SELECT student.sID, sName
FROM Student
LEFT OUTER JOIN apply ON (student.sid = apply.sid AND major = 'EE')
WHERE student.sID IN (select sID from Apply where major = 'CS')
  AND apply.sid IS NULL;

In summary

  1. Joins (including INNER JOINS) can increase or decrease the amount of rows in the result set.
    1. If the JOIN condition is never true, the result on an INNER JOIN is pruned.
    2. If the result is true more than once for the same row, the result is that the amount of rows returned increases.
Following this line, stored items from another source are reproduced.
PR #157, opened 2016-02-23
Change selKey to selectedItem so edit value dialog renders correctly

joshm-3b6b58:
Super small PR to fix a rendering error I just noticed


maffoo:
LGTM

Issue #148, opened 2016-02-09
Going from grapher to menu - Star/trash above menu


jwenner:
When I am on the grapher page and switch to the menu, the star and trash icons stay on top of the menu. This partially hides the "Manager" option.

Note: Refers to branch operating on matrix-reloaded

joshm-3b6b58:
@maffoo @jwenner 
I think I've fixed this here https://github.com/labrad/scalabrad-web/commit/69154baa5d2150a4eec3e69db7e809199a94cb52 but it's branch off of the maffoo/dev PR. I have insufficient gitfu to know where to go from here. I can continue to review the dev PR and then submit a PR once that's merged?

jwenner:
I think you can do a PR onto the `u/maffoo/dev` branch (e.g., martinisgroup/pyle#869). Right, @maffoo?

maffoo:
Fixed with #161 and deployed

PR #161, opened 2016-03-04
Style improvements and fixes from dev branch

maffoo:
These changes are deployed and in use internally. I'm putting them up in one big PR for now, but please let me know if you'd prefer to have this broken out.

@joshmutus


joshm-3b6b58:
Start/Trash floats above menu 
image

maffoo:
Yeah, my css-fu needs a lot of work. @jwenner also reported this: #148.

joshm-3b6b58:
Ah, I hadn't seen the issue.

joshmutus:
My understanding of ```position: fixed``` is that the thing that is rendered last is rendered on top. Since the drawer panel is rendered before everything else, the buttons appear on top of it...

client-js/app/elements/labrad-grapher.html
```diff
@@ -42,6 +53,27 @@
...
+    }
+    iron-icon.folder {
+      color: #CFBA78;
+    }
+    iron-icon.dataset {
+      color: #209131;
+    }
   </style>
   <template>
     <div id="outer">
```
joshm-3b6b58, line 97: No indentation for new divs here

client-js/app/elements/labrad-app.html
```diff
@@ -52,6 +52,14 @@
...
       height: 100%;
     }
+
+    #location {
+      white-space: nowrap;
+      text-overflow: ellipsis;
+      overflow: hidden;
+      direction: rtl;
+    }
+
```
joshm-3b6b58, line 62: Nit: We have inconsistent whitespacing between css selectors. Most of the other files have no newlines between selectors.

client-js/app/elements/labrad-registry.ts
```diff
@@ -58,6 +60,27 @@ export class LabradRegistry extends polymer.Base {
...
+  listItems(
+    path: Array<string>,
+    dirs: Array<{name: string; url: string}>,
+    keys: Array<{name: string; value: string}>,
+    kick: number
+  ): Array<{name: string; isParent: boolean; isDir: boolean; isKey: boolean; url?: string; value?: string}> {
+    var items = [];
+    if (path.length > 0 && this.places) {
+      var url = this.places.registryUrl(path.slice(0, -1));
+      items.push({name: '..', isParent: true, isDir: false, isKey: false, url: url});
```
joshm-3b6b58, line 72: Thanks for adding this. I like this solution.

client-js/app/elements/labrad-plot.ts
```diff
@@ -181,6 +188,32 @@ export class Plot extends polymer.Base {
     }
   }
 
+  @observe('drawMode2D')
+  drawMode2DChanged(newMode: string, oldMode: string) {
+    switch (newMode) {
+      case 'dots':
+        this.$.dots.style.color = 'black';
+        this.$.rectfill.style.color = '#AAAAAA';
```
joshm-3b6b58, line 196: Can we make the chart background white? I think the grey erodes a lot of the contrast. (I realize this may be leftover from my original D3 thing, but that was just copied from some example)

I think white background with grey gridlines, like what shows up on a google stock chart is pretty nice.

client-js/app/elements/labrad-plot.ts
```diff
@@ -181,6 +188,32 @@ export class Plot extends polymer.Base {
...
+        this.$.vargrid.style.color = '#AAAAAA';
+        break;
+
+      case 'vargrid':
+        this.$.dots.style.color = '#AAAAAA';
+        this.$.rectfill.style.color = '#AAAAAA';
+        this.$.vargrid.style.color = 'black';
+        break;
+    }
+    if (oldMode && newMode !== oldMode) {
```
joshm-3b6b58, line 212: What is happening here?

client-js/app/elements/labrad-plot.ts
```diff
@@ -6,7 +6,7 @@ import {viridisData} from '../scripts/colormaps';
 /**
  * Colors for traces in 1D plots
  */
-var COLOR_LIST = ['red', 'blue', 'yellow', 'green', 'magenta'];
+var COLOR_LIST = ['blue', 'red', '#00CC00', '#DDDD00', '#DD00DD', '#0088DD'];
```
joshm-3b6b58, line 9: Yellow is probably not a great color since it doesn't show up very well. Although perhaps we can chose a complete color scheme later.

client-js/app/elements/labrad-plot.ts
```diff
@@ -511,12 +602,37 @@ export class Plot extends polymer.Base {
         p = this;
 
     // adjust size, position, and color of each data rect
-    this.svg.selectAll('rect.data')
-        .attr('x', (d) => p.xScale(d[0]))
-        .attr('y', (d) => p.yScale(p.yNext[d[1]]))
-        .attr('width', (d) => p.xScale(p.xNext[d[0]]) - p.xScale(d[0]))
-        .attr('height', (d) => Math.abs(p.yScale(p.yNext[d[1]]) - p.yScale(d[1])))
-        .style('fill', (d) => getColor(d[2], zMin, zMax));
+    switch (this.drawMode2D) {
```
joshm-3b6b58, line 608: I haven't looked at this in a long time so I'm not sure where it is, but the rightmost border doesn't show up as black on the plots.

client-js/app/elements/labrad-plot.html
```diff
@@ -38,6 +41,10 @@
       <paper-icon-button icon="tab-unselected" id="rect" on-click="mouseModeZoomRect" title="drag to zoom"></paper-icon-button>
       <paper-icon-button icon="open-with" id="pan" on-click="mouseModePan" title="drag to pan"></paper-icon-button>
       <paper-icon-button icon="home" id="home" on-click="resetZoom" title="zoom out"></paper-icon-button>
+
+      <paper-icon-button icon="av:stop" id="dots" on-click="drawMode2DDots" title="draw with dots"></paper-icon-button>
```
joshm-3b6b58: It would be cool to toggle these disabled if it's just a line plot.

client-js/app/elements/labrad-plot.ts
joshm-3b6b58, line 9: not part of this PR but I just noticed whitespace missing around operands on line 20

client-js/app/elements/labrad-registry.html
```diff
@@ -25,8 +24,8 @@
       height: 100%;
     }
 
-    .iron-selected {
-      background-color: #ddd;
+    tbody tr:nth-child(1n).iron-selected {
+      background-color: #CCCCCC;
```
joshm-3b6b58, line 28: Again the newlines between css selectors. This is probably my fault from way back.

client-js/app/elements/labrad-registry.ts
```diff
@@ -73,7 +96,8 @@ export class LabradRegistry extends polymer.Base {
   selectedItem: string;
 
   _computeSelectedType(selectedIdx: number): string {
-    if (this.dirs && selectedIdx < this.dirs.length) {
+    var ofs = this.path.length > 0 ? 1 : 0;
```
joshm-3b6b58: Is this like the offset for the `...` at the beginning of the list? If so, can we call this `offset`?

client-js/app/elements/labrad-registry.ts
```diff
@@ -104,7 +129,7 @@ export class LabradRegistry extends polymer.Base {
 
     this.$.pendingDialog.close()
     this.$.combinedList.selected = null;
-
+    this.kick++;
```
joshm-3b6b58, line 132: What's getting `kick`ed and why?

client-js/app/index.html
```diff
@@ -19,7 +19,7 @@
   <!-- Add to homescreen for Chrome on Android -->
   <meta name="mobile-web-app-capable" content="yes">
   <meta name="application-name" content="LabRAD">
-  <link rel="icon" sizes="192x192" href="/images/touch/chrome-touch-icon-192x192.png">
+  <link rel="icon" href="/images/labrad.png">
```
joshm-3b6b58, line 22: Yay a logo! :+1:

client-js/app/scripts/app.ts
```diff
@@ -368,9 +400,23 @@ window.addEventListener('WebComponentsReady', () => {
...
-        await loginWithDialog(mgr, host);
+        if (topLevel) {
+          await loginWithDialog(mgr, host);
+        } else {
+          throw e;
+        }
       }
     }
+
+    var id = setInterval(() => {
```
joshm-3b6b58, line 411: I just noticed this pinging being logged on the server side, what's the purpose of this? Is this to see if the manager is present? If so, doesn't the websocket keep track if it's open by itself?

client-js/app/elements/labrad-grapher.html
maffoo, line 97: fixed

client-js/app/scripts/app.ts
maffoo, line 411: I had problems specifically on blacksand where the websocket connections would get closed after 30 seconds or so if there was nothing happening. I presume there is some http proxy on the corp network that causes this. These pings just go to the web server, they don't actually get sent along to labrad, so this just ensures that proxies don't think the websocket connection is idle and try to close it.

client-js/app/index.html
jwenner, line 22: While I like the general idea, I find that being just black and white with the outlines of the L and the R makes this look indistinct and almost like a Chinese character (particularly when viewed at a vertical angle and against the gray background of a tab or Bookmarks bar). I would instead propose separating the L and R and coloring them differently. Perhaps something like that below (feel free to use this if you wish):
labrad2

client-js/app/elements/labrad-registry.ts
maffoo, line 132: This is a hack to get polymer to recompute a computed property. You'll see that `listItems` depends on kick so that when we increment here it gets recomputed. The value of kick doesn't mater, it just needs to change. (We play the same trick in the node interface.) The problem is that if  a computed property depends on array-valued properties, it doesn't seem to get recomputed even if you update those properties with the polymer-provided `splice` function.

Did I mention I don't like databinding? :)

client-js/app/index.html
joshm-3b6b58, line 22: I was going to say before it looks like the new LA clippers logo.
image
 Now With Jim's color scheme it looks like it even more

joshm-3b6b58, line 22: I always though some kind of sine-wave/pipulse looking think would make a nice logo, but I feel this is beyond the scope of this PR

client-js/app/elements/labrad-registry.ts
joshm-3b6b58, line 132: Isn't that what the observe decorator is for? Does that not apply to this case?

client-js/app/scripts/app.ts
joshm-3b6b58, line 411: Oh. Weird.

client-js/app/elements/labrad-registry.ts
maffoo, line 132: Computed properties do observe the properties they depend on; I think the underlying problem is a bug in how polymer handles observing array-valued properties.

client-js/app/index.html
jwenner, line 22: Maybe something like the following (stolen from the Grapher):
labrad3

maffoo, line 22: That icon is actually from the [famfamfam silk icon set](http://www.famfamfam.com/lab/icons/silk/). I'd prefer to stick with polymer icons or stuff we make ourselves.

joshm-3b6b58, line 22: Woah, somebody made and distributed that on purpose? I had just assumed some grad student had haphazardly scrawled some lines using some generic icon editor.

client-js/app/elements/labrad-plot.ts
maffoo, line 196: This style on this line is for disabled toggle buttons, not the plot area. But I will make the plot area white; I think that's a good idea.

client-js/app/elements/labrad-plot.ts
maffoo, line 212: This triggers a redraw when the mode changes. The check on whether `oldMode` itself is non-null is because this observer gets fired when the property is first set, but in that case we don't need to redraw (the mode wasn't changed _from_ a previous mode).

client-js/app/elements/labrad-plot.ts
maffoo, line 9: Fixed whitespace around operands. Agreed on colorschemes. For now I modified this to match what the grapher does, but of course we can improve on that.

client-js/app/elements/labrad-plot.ts
maffoo, line 608: fixed.

joshm-3b6b58:
@maffoo rendering problem on dataset titles

image

There's slight difference between the arrangement divs on 69154ba and what you just pushed.

This is what 69154ba renders like:

image

joshm-3b6b58:
@maffoo Once title rendering bug on dataset parameters is fixed, LGTM.

client-js/app/elements/labrad-plot.html
maffoo: Done.

client-js/app/elements/labrad-registry.html
maffoo, line 28: I prefer to have the newlines to separate things; I find it's easier to read with some whitespace. Of course one can omit whitespace to group closely-related selectors tightly together.

I agree that we're rather inconsistent with formatting here, but I think that's something we can address in subsequent changes.

client-js/app/elements/labrad-registry.ts
maffoo: fixed.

  2. But, joins join two tables. On t1 JOIN t2,
    1. if the t1, and t2 have no duplicate rows then SELECT t1.*, t2.* should have no dupes. Something should be different.
    2. If either t1 or t2 have duplicate rows then a JOIN that includes those row will result in duplicate output rows.
    3. If you SELECT a subset of t1, or a subset of t2 (as you did above when you ONLY selected GPA) then it's possible to have something that appears to be a dupe, though it's not. Had you have selected student.GPA, apply.* you would have seen the reason for the duping.